- [WORK ITEM]: Look through the data below and show every line that includes "Randomized".

━━━━━━━━━━━━━━━━━━━━━━━━━━━━━━

PR #2264, opened 2025-10-10
Added support for DistOpt with offloading with MoE's

sanandaraj5597:
This PR adds support for CPU offloading with DistOpt for grouped linear module. This adds to the old path of CPU offloading.


transformer_engine/pytorch/module/grouped_linear.py
```diff
@@ -209,6 +209,19 @@ def forward(
                     if isinstance(weight, QuantizedTensorStorage):
                         weight.update_usage(columnwise_usage=True)
 
+            if cpu_offloading:
+                ctx.grad_added_to_main_grad = hasattr(weights[0], "grad_added_to_main_grad")
+
+                if ctx.grad_added_to_main_grad:
+                    # If you are passing torch.nn.Parameter through the Torch hooks, you will
```
pggPL, line 216: This is not True iirc, the problem was only when we offloaded weights - then making copy by using empty_like removed torch.parameter wrapper.

The fix in the backward code rebuilds parameter from tensor, which works for main grad, but may destroy sth in optimizer. Since we do not support weight offloading anymore, I suggest to remove problematic code from the backward.

sanandaraj5597: When using distributed optimizer, we should not change the weight object reference even when we do activation offloading. Passing weight objects to the torch hooks changes the weight object address, so we store the weight object pointers and then restoring it during backward for the distributed optimizer.

Without this fix, the runs are crashing for grouped linear usage with activation offloading.

PR #2270, opened 2025-10-13
[JAX] NVFP4 recipe with option to enable/disable SR, RHT, and 2D quantization

jberchtold-nvidia:
# Description

Support recipe flags for disabling SR, RHT, and 2D quantization for the NVFP4 recipe in TE/JAX.

## Type of change

- [ ] Infra/Build change
- [ ] Code refactoring

## Changes

- Support `disable_stochastic_rounding` by not returning any stochastic rounding state in the QuantizeMeta returned from NVFP4 quantize config if `disable_stochastic_rounding` is set
- Support `disable_rht` by moving the `should_use_rht` check into the quantizer itself and check the quantize config for disabling RHT. A new `uses_rht` field has been added to the `ScaledTensor1x` to further consolidate this logic and avoid duplicate downstream re-checking of RHT, such as in the gemm.
- Support `disable_2d_quantization` by updating the NVFP4 quantize config to always return 1D quantization if `disable_2d_quantization` is set

- Fix bug where SR rng state on the `NVFP4Quantizer` was being lost across VJP boundaries due to missing pytree flatten and unflatten overrides resulting in not applying SR. Specialized `tree_flatten` and `tree_unflatten` methods have now been implemented on `NVFP4Quantizer` to fix this issue.
- Add checks to `test_helper.py` to test that NVFP4 quantizer's SR state is preserved across a VJP boundary. Confirmed the test fails before this fix to pytree flattening and after the fix it passes.
- Fix SR state sharding assertion when the input data is replicated along all or some axes.
- Fix usage of Python's default `hash` function, which is not deterministic across runs, in SR state creation. Now we use `hashlib` for consistent hashes and SR rng state with the same top-level seed.

# Checklist:

### DIFF
--- a/examples/jax/encoder/test_multiprocessing_encoder.py
+++ b/examples/jax/encoder/test_multiprocessing_encoder.py
@@ -672,7 +672,7 @@ class TestEncoder(unittest.TestCase):
     def test_te_nvfp4(self):
         """Test Transformer Engine with NVFP4"""
         result = self.exec(True, "NVFP4BlockScaling")
-        assert result[0] < 0.451 and result[1] > 0.79
+        assert result[0] < 0.451 and result[1] > 0.788
 
     @unittest.skipIf(not is_bf16_supported(), "Device compute capability 8.0+ is required for BF16")
     def test_te_bf16_shardy(self):
@@ -710,7 +710,7 @@ class TestEncoder(unittest.TestCase):
     def test_te_nvfp4_shardy(self):
         """Test Transformer Engine with NVFP4"""
         result = self.exec(True, "NVFP4BlockScaling", enable_shardy=True)
-        assert result[0] < 0.451 and result[1] > 0.79
+        assert result[0] < 0.451 and result[1] > 0.788
 
 
 if __name__ == "__main__":
--- a/examples/jax/encoder/test_single_gpu_encoder.py
+++ b/examples/jax/encoder/test_single_gpu_encoder.py
@@ -390,7 +390,7 @@ class TestEncoder(unittest.TestCase):
         self.args.use_fp8 = True
         self.args.fp8_recipe = "NVFP4BlockScaling"
         actual = train_and_evaluate(self.args)
-        assert actual[0] < 0.477 and actual[1] > 0.772
+        assert actual[0] < 0.477 and actual[1] > 0.769
 
 
 if __name__ == "__main__":


transformer_engine/jax/quantize/tensor.py
```diff
@@ -175,6 +175,7 @@ class ScaledTensor1x(AbstractBaseTensor1x, ScaledTensor):
         is_colwise: Whether the tensor uses column-wise quantization
         data_layout: The data_layout specification for the tensor
         flatten_axis: The quantization axis for the tensor
+        uses_rht: Whether the tensor uses the Randomized Hadamard Transform (RHT)
```
phu0ngng: Nitpick: I suggest naming it `applied_rht` or `with_rht` as RHT is already applied to the data when the tensor is created.

transformer_engine/jax/quantize/tensor.py
```diff
@@ -364,6 +368,7 @@ def __init__(
             is_colwise=is_colwise,
             data_layout=data_layout,
             flatten_axis=flatten_axis,
+            uses_rht=False,
```
phu0ngng: Could you add a TODO here that we will need to update this when we work on making GroupedGEMM + NVFP4 work?

transformer_engine/jax/quantize/tensor.py
```diff
@@ -626,6 +636,8 @@ def create_2x(
             group_sizes: Array containing the size of each group (default: None)
             original_shape: The original shape of the tensor before grouping (default: None)
             group_axis: The axis along which grouping is performed (default: 0)
+            rowwise_uses_rht: Whether the row-wise tensor uses the Randomized Hadamard Transform (RHT) (default: False)
```
phu0ngng: We don't support rowwise + RHT at all, right? If we leave this here, I think we should probably add an assertion.

transformer_engine/jax/quantize/quantizer.py
```diff
@@ -603,6 +607,30 @@ def __post_init__(self):
...
+
+        Args:
+            aux_data: Auxiliary data containing quantizer parameters
+            children: Unused children data
+
+        Returns:
+            A reconstructed Quantizer instance
+        """
+        stochastic_rounding_rng_state = children[0]
+        return cls(*aux_data, stochastic_rounding_rng_state=stochastic_rounding_rng_state)
```
phu0ngng, line 630: I would reorder the attrs in the NVFP4Quantizer class so that all the traceable objects, i.e the `sr_rng_state`, are defined before the static attributes, then no need to overload the `tree_unflatten`.

transformer_engine/jax/quantize/quantizer.py
```diff
@@ -688,8 +716,11 @@ def _quantize_func(self, x, is_colwise=False, dq_dtype=None, flatten_axis=-1) ->
             flatten_axis = x.ndim - flatten_axis
         x_shape = x.shape
 
-        if should_use_rht(self.scaling_mode, is_colwise=is_colwise):
-            # We only apply RHT for 1D colwise nvfp4
+        # Split q_layout into rowwise and colwise components for JAX impl so we don't apply RHT incorrectly to the wrong axis
+        use_rht = self.should_use_rht(
+            q_layout=QuantizeLayout.COLWISE if is_colwise else QuantizeLayout.ROWWISE
+        )
+        if use_rht:
```
phu0ngng, line 719: I suggest making the Quantizer class store `use_rht` enum, and this attribute is set when the Quantizer is created in the QuantizerFactory. 
The Quantizer should simply apply RHT when it is told to do so and raise an error if it is not supported.

transformer_engine/jax/quantize/quantizer.py
```diff
@@ -790,8 +821,22 @@ def repeat_to_shape(x, target_shape):
             scaling_mode=self.scaling_mode,
             dq_dtype=dq_dtype,
             flatten_axis=rowwise_flatten_axis,
+            uses_rht=use_rht,
         )
 
+    def should_use_rht(self, q_layout=None):
```
phu0ngng: Same here, the quantizer probably should not have the right to decide whether to apply RHT.

tests/jax/test_helper.py
```diff
@@ -171,5 +233,16 @@ def test_autocast_nvfp4_block_scaling(self):
...
+
+        bs = NVFP4BlockScaling(
+            disable_stochastic_rounding=True,
+            disable_rht=True,
+            disable_2d_quantization=True,
+        )
+        with fp8_autocast(enabled=True, fp8_recipe=bs, mesh_resource=MeshResource()):
+            self.assertTrue(get_quantize_config().is_fp8_enabled())
+            self._compare_nvfp4_scaling(bs)
+            self._compare_nvfp4_scaling_quantizers(bs)
```
phu0ngng, line 253: Great to have this test! Thanks!

transformer_engine/jax/quantize/quantizer.py
jberchtold-nvidia: I'd like to encapsulate the RHT logic on a per-scaling mode or per-recipe basis. So I'm hesitant to put it directly in the QuantizerFactory where we'd need to do `if is_nvfp4 and ...: use_rht=True`

But I'll see if I can move this to the recipe logic in `helper.py` and use the quantization config to pass that as the default to QuantizerFactory. For unit tests, we can manually set this `use_rht` field when creating quantizers

transformer_engine/jax/quantize/tensor.py
jberchtold-nvidia: Updated

transformer_engine/jax/quantize/tensor.py
jberchtold-nvidia: Updated

transformer_engine/jax/quantize/tensor.py
jberchtold-nvidia: Added an assert here

transformer_engine/jax/quantize/quantizer.py
jberchtold-nvidia: The ordering of fields is base class + child class. In this particular case, NVFP4 only has a single q_dtype so we could redefine that with a default value. But if the base class adds in a new field that isn't redefined on the child class here, then this could break again, or we get type errors when unflattening. This should be caught by the new test I added, but I'm not sure if relying on all child classes to re-define all the parent fields if they define any traceable fields is the best solution. Unless there's a way to re-order the child class fields that I'm not aware of. Thanks!

transformer_engine/jax/quantize/quantizer.py
jberchtold-nvidia: Done

transformer_engine/jax/quantize/quantizer.py
jberchtold-nvidia: I've moved this decision on whether to use RHT to helper.py so it is decided at the recipe level. I've also added dedicated tests for testing RHT quantization and gemms now that it is not enabled by default in the quantizer class. I've also updated `test_helper.py` to ensure `use_rht` is passed through correctly through VJPs.

transformer_engine/jax/cpp_extensions/gemm.py
```diff
@@ -168,13 +168,13 @@ def _quantize_gemm_operands(lhs, rhs, lhs_quantizer, rhs_quantizer, contracting_
...
+        return isinstance(q, ScaledTensor1x) and q.has_rht_applied
 
-    assert uses_rht(lhs_q) == uses_rht(rhs_q), (
-        "With NVFP4_1D_SCALING, if one operand is colwise quantized, the other must be colwise"
-        " quantized as well. This is to ensure the RHT is applied to both and will cancel out in"
-        " the GEMM."
+    assert has_rht_applied(lhs_q) == has_rht_applied(rhs_q), (
+        "With NVFP4_1D_SCALING, if one operand is quantized with RHT, the other must be quantized"
+        " with RHT as well. This is to ensure the RHT is applied to both and will cancel out in the"
+        " GEMM."
```
phu0ngng, line 177: Could we simplify this block to 
```
assert lhs_q.has_rht_applied == rhs_q.has_rht_applied, msg
```
?

phu0ngng (approved):
I like the new design very much!
Left a small comment but please feel free to merge it.

transformer_engine/jax/cpp_extensions/gemm.py
jberchtold-nvidia: The lhs_q and rhs_q are not guaranteed to be `ScaledTensor1x`. If we are running a non-quantized GEMM, they could be `NoScaleTensor` which doesn't have `has_rht_applied`.

PR #2276, opened 2025-10-16
[PyTorch] Decouple python quantization classes and refactor custom quantization

negvet:
# Description

Decouple python base quantization classes (aka API).
Keep "custom" instead of "experimental" naming convention.

Fixes # (issue)

## Type of change

- [ ] Infra/Build change
- [ ] Code refactoring

## Changes

- Change A
- Change B

# Checklist:


tests/pytorch/nvfp4/test_nvfp4_rht_quantize_exact.py
```diff
@@ -12,10 +12,11 @@
 import transformer_engine.pytorch as te
 import transformer_engine_torch as tex
 from transformer_engine.pytorch import NVFP4Quantizer
-from transformer_engine.common.recipe import NVFP4BlockScaling
+from transformer_engine.pytorch.custom_recipes.quantization_nvfp4 import NVFP4QuantizerRef
+from transformer_engine.pytorch.custom_recipes import utils
 from transformer_engine.pytorch.constants import TE_DType
-from transformer_engine.pytorch.experimental.quantization_nvfp4 import NVFP4QuantizerRef
-from transformer_engine.pytorch.experimental import utils
+from transformer_engine.pytorch.fp8 import fp8_autocast, get_fp4_te_dtype
```
ksivaman:
```suggestion
```

ksivaman: Deprecated functions. They also seem unused here.

tests/pytorch/test_custom_recipe.py
```diff
@@ -17,6 +17,49 @@
     Float8CurrentScalingQuantizer,
 )
 import transformer_engine.pytorch.ops as te_ops
+from transformer_engine.pytorch.module.grouped_linear import GroupedLinear
```
ksivaman:
```suggestion
```

ksivaman: Duplicate import

ksivaman (commented):
The main blocking issue is with some of the imports.

Could you detail in the description the motivation behind this change aside from the naming from `experimental` &rarr; `custom`? Why do we want to have a separate `quantization_base.py` outside of the `tensor` dir and why the decoupling of that from the `quantization_helpers` file which is inside the `tensor` dir?

negvet:
> Why do we want to have a separate quantization_base.py outside of the tensor dir and why the decoupling of that from the quantization_helpers file which is inside the tensor dir?

The main idea is to help users more easily create custom recipes.
Here is the benefit: when subclassing, users need to learn only classes from quantization_base.py (three classes and two functions as of now).
This is an attempt to abstract away all TE complexity from the user.

For us, this can enable setting guards for this API change - if this file is getting changes, certain people might be alarmed etc. 
This will help to keep API stable. Usually API is located separately, quantization_base.py is not an API because it contains some implementations (there are no pure abstractions), but still it is good to keep it separate at a pytorch top level.

For the quantization_helpers, it contains some TE internal implementations that a general user might not need to know about, so I kept it in tensor submodule. With this PR, tensor submodule becomes a place for concrete implementations, but not base classes.

ksivaman:
Fair. I think the name `quantized_tensor.py` might be more apt instead of `quantization_base.py` then. Because it is more representative of the methods in it and we already have a `quantization.py` file in the same dir which is mostly unrelated to this.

━━━━━━━━━━━━━━━━━━━━━━━━━━━━━━

- [SOLUTION TO THIS PROBLEM]:
+        uses_rht: Whether the tensor uses the Randomized Hadamard Transform (RHT)
+            rowwise_uses_rht: Whether the row-wise tensor uses the Randomized Hadamard Transform (RHT) (default: False)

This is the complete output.